Enron Could End Up Where It Started
Enron Corp.’s proposed sale of its core energy-trading business to UBS Warburg, raises the question: Without its crown jewel, what is Enron?
Until only a few months ago, the Houston-based company was the world’s largest energy trader and was pushing its vision of deregulated markets into new states and new commodities.
But now, under bankruptcy court protection, Enron is frantically unloading assets, including its once-dominant trading operation, its Oregon utility, its best natural gas pipeline and a variety of international assets.
If all of these deals are completed, Enron could end up much as it began, a smallish operator of scattered pipelines.
The heady days when Enron tried to dominate the energy world and the halls of power are over, and its financial meltdown will haunt for years whatever company survives in the form of lawsuits and investigations.
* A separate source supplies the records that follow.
PR #3477, opened 2025-09-07
Removed duplication of tool calling

### LINKED ISSUE #3462: [BUG] Tool invocation occurs twice in version 0.177.0
### Description

After upgrading from version 0.165.1 to 0.177.0, I observed that tools are being invoked exactly twice on every call initiated by the LLM. In the earlier version (0.165.1), the same architecture executed tools correctly with a single invocation.

This issue introduces redundant executions, leading to duplicate outputs and unnecessary latency. The duplicate calls occur within a few milliseconds of each other, which strongly suggests an internal execution or callback duplication in the updated release.

### Steps to Reproduce

Steps to Reproduce:

1. Set up a multi-crew architecture with agents configured to call external tools.

2. Register at least 4 tools in the environment.

3. Trigger tool execution through an agent.

4. Observe that the tool is invoked twice in quick succession (within milliseconds).

### Expected behavior

Each tool call from the LLM should result in exactly one execution.

In version 0.177.0, every tool call is executed twice.

In version 0.165.0, the same architecture executes correctly with a single invocation.

### Screenshots/Code snippets

Can't share project screenshot or code

### Operating System

Windows 11

### Python Version

3.11

### crewAI Version

Issue in 0.177.0, currently using 0.165.1

### crewAI Tools Version

0.62.3

### Virtual Environment

Venv

### Evidence

Can't share project logs or screenshots

### Possible Solution

None

### Additional context

None

Vidit-Ostwal:
Fixes #3462

### DIFF
--- a/.github/workflows/type-checker.yml
+++ b/.github/workflows/type-checker.yml
@@ -32,7 +32,7 @@ jobs:
         run: uv python install ${{ matrix.python-version }}
 
       - name: Install dependencies
-        run: uv sync --dev --no-install-project
+        run: uv sync --dev --all-extras --no-install-project
 
       - name: Get changed Python files
         id: changed-files
--- a/.pre-commit-config.yaml
+++ b/.pre-commit-config.yaml
@@ -1,14 +1,18 @@
 repos:
-  - repo: https://github.com/astral-sh/ruff-pre-commit
-    rev: v0.12.11
+  - repo: local
     hooks:
       - id: ruff
-        args: ["--config", "pyproject.toml"]
+        name: ruff
+        entry: uv run ruff check
+        language: system
+        types: [python]
       - id: ruff-format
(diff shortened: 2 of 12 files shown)


src/crewai/tools/structured_tool.py
```diff
@@ -234,56 +232,56 @@ async def ainvoke(
...
-            return result
+            return asyncio.run(self.func(**parsed_args, **kwargs))
 
         try:
             result = self.func(**parsed_args, **kwargs)
         except Exception:
             raise
 
-        result = self.func(**parsed_args, **kwargs)
-
```
Vidit-Ostwal, line 286: This is main change. Others are just linter.

Vidit-Ostwal:
Fixes #3489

“Without these assets, Enron is not much,” said utilities analyst Andre Meade of Commerzbank Securities in New York.
“It’s going to be a very small entity. My guess is Enron just gets liquidated and never emerges from bankruptcy ... or they might get acquired,” Meade said.
Enron, recently 21,000 employees strong, has fired 6,200 workers and will jettison even more in the months ahead through asset sales and more expected layoffs. A company spokeswoman Monday could not say how big the resulting company would be and how many people it would employ.
Enron spokeswoman Karen Denne acknowledged the shrinking of Enron but said that “the pipelines are a self-sustaining business.” Enron began in 1985 as a traditional natural gas pipeline operator, so “we’ll be coming full circle,” she said.
The latest unloading of assets is the auction of Enron’s trading business to UBS Warburg, the New York-based investment banking arm of Swiss financial services firm UBS. UBS won a bidding war Friday for Enron’s trading operation, which once handled an estimated 25% of all the wholesale energy trading in the nation.
Enron and UBS were working to complete details of the agreement Monday and delayed filing documents detailing the agreement with the U.S. Bankruptcy Court for the Southern District of New York.
Enron will sell the entire operation to UBS Warburg, rather than the 51% ownership stake it previously was said to be negotiating, according to published reports. UBS Warburg would pay no cash up front for the business but would give Enron 33% of any pretax profit generated by the trading business for at least two years.
Enron has all but closed its trading operation, which employs about 850 people and in 2000 generated 90% of the company’s nearly $101 billion in revenue. The sale does not include any existing contracts for commodities, which are valued at more than $6 billion.
Bankruptcy Judge Arthur Gonzalez will hold a hearing on the proposed sale Friday, one day later than previously planned.
Although Enron’s creditor committee backs the sale to UBS Warburg, some other creditors are objecting because they fear that profits would find their way to Enron and not to creditors, who are owed more than $31 billion.
Enron recently agreed to let Dynegy Inc. buy the 17,000-mile Northern Natural Gas Pipeline, which Enron had pledged as part of the failed $9-billion takeover by its small cross-town rival.
Dynegy pulled out of the agreement Nov. 28, the day Enron fell into junk-bond status, with Dynegy contending it had not realized the depth of Enron’s problems.
Dynegy is getting the pipeline for $23 million on top of the $1.5 billion in capital it had invested in Enron as part of the takeover agreement. But Enron was mired in an all-but-fatal cash crunch as investors and trading partners fled, and it filed for bankruptcy law protection Dec. 2.
Enron still hopes to regain that pipeline as part of a $10-billion lawsuit it filed against Dynegy for pulling out of the merger.
Enron also owns all or part of three smaller pipelines. The largest is Transwestern Pipeline, which operates 2,500 miles of pipe between Texas and the California border. Other Enron businesses include energy marketing and services, which sells electricity, natural gas and energy-management services primarily to business customers who want to bypass the traditional utility.
Enron is selling assets including its Portland-based utility, Portland General, and international power plants and other assets.
Enron’s trading business was well-regarded and if it can be resurrected, it could give Enron a stream of profit “that would be a nice little start of a business,” said Chris Ellinghaus, utility analyst with Williams Capital in New York.
“The trading business has a lot of credibility to win back,” Ellinghaus said. “But that was the part of Enron that actually worked. It was all those other things that they got into that got them into trouble” including investments in water and telecommunications ventures.
“If they had just stuck with the core business, they would have done just fine,” Ellinghaus said.